The present invention relates to injection molded thermoplastic closures for bottles and like containers and, in particular, to such closures with improved sealing capabilities.
U.S. Pat. Nos. 4,693,399, 4,936,494, 5,048,730 and 5,330,082 disclose flap type screw-on dispensing closures. In particular, U.S. Pat. No. 5,048,730 discloses a type of cap that has features to improve moisture resistance. Dispensing caps, particularly those combined with a package for liquids are often used with a separate liner that forms a one-time seal onto the mouth of a bottle. Typically, such seals are of the induction type well known in the art. As far as is known, there has been an unfulfilled need for a dispensing closure that has a capability of resealing the bottle mouth with an effectiveness sufficient to be drip resistant and/or highly moisture resistant. Among the problems encountered in making a suitable closure is that the resealability should be achieved at relatively low application torque so that the closure can be used by a person with low hand strength, low finger dexterity and/or with a low attention level. Induction sealed liners are frequently used in the packaging industry because of the performance that can be achieved with this liner. The problem that this type of liner introduces is that the heat generated during the induction process can adversely affect the sealing surface of the cap. Where the sealing surface is originally relatively flat, a good induction seal can be achieved, but the resealability of the cap can be defeated where the heat causes the cap sealing surface to permanently deform and conform to the irregularities in the mouth of the bottle. Thin annular formations in the sealing area of the cap such as shown in the aforementioned U.S. Pat. No. 5,048,730 can also be damaged by the heat of the induction sealing process.

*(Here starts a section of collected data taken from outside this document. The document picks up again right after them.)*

PR #1384, opened 2022-02-11
(fix) better ensureComponent check

dummdidumm:
#1352

@jasonlyu123 I wasn't able to come up with a better way to solve both "events" cases described in the shims file. What do you think about the way this is handled now? What I like about it is that there's now a more descriptive error message for the new transformation because it prints out the type in the message.


jasonlyu123:
Looks good. I couldn't find a better way to handle all these event conflicts either. And as you said. It isn't important to be strict. The point is just to have a friendly error for missing component typedef.

PR #1390, opened 2022-02-16
(fix) regression with boolean literal props type inference

jasonlyu123:
Revert part of the change with #1378 regarding this. Misread the condition and thought it can be removed. My bad


dummdidumm:
Ah, slipped my review, too 😄 happens, thanks for the quick fix 👍

PR #1391, opened 2022-02-18
add snapshot test for syntax highlight grammar

jasonlyu123:
the test setup is adapted from [vscode-ng-language-service](https://github.com/angular/vscode-ng-language-service). Might also have to add some edge cases we fixed before.


packages/svelte-vscode/package.json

In addition to the difficulty in providing resealability with the mouth of a bottle, there are problems with sealing the flap of a flap-type closure. These problems are exacerbated where the closures are produced in large multi-cavity molds for reasons of economy. It is difficult to maintain accuracy between the two halves of a large multicavity mold because the mold halves can thermally expand at different rates during a production run.